*** Opening of DATA RECORDS ***
PR #322, opened 2023-07-20
fix: `image upload`: hide --image-alias, add --rename

avirtopeanu-ionos:
`--image-alias` if set, renames the uploaded images before upload, so it is confusing for the user that no image alias is set

This PR hides the `--image-alias` flag in the help text, and introduces `--rename` flag. Both of these flags are handled the same in the actual implementation of the command, so there is no change for existing automation that uses ionosctl


avirtopeanu-ionos:
#411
*** Close of DATA RECORDS ***
▶ _EXERCISE REQUIREMENTS_: Would you report every line of the entries above containing the word "image"?

▶ _RESULT OF THE TASK_:
fix: `image upload`: hide --image-alias, add --rename
`--image-alias` if set, renames the uploaded images before upload, so it is confusing for the user that no image alias is set
This PR hides the `--image-alias` flag in the help text, and introduces `--rename` flag. Both of these flags are handled the same in the actual implementation of the command, so there is no change for existing automation that uses ionosctl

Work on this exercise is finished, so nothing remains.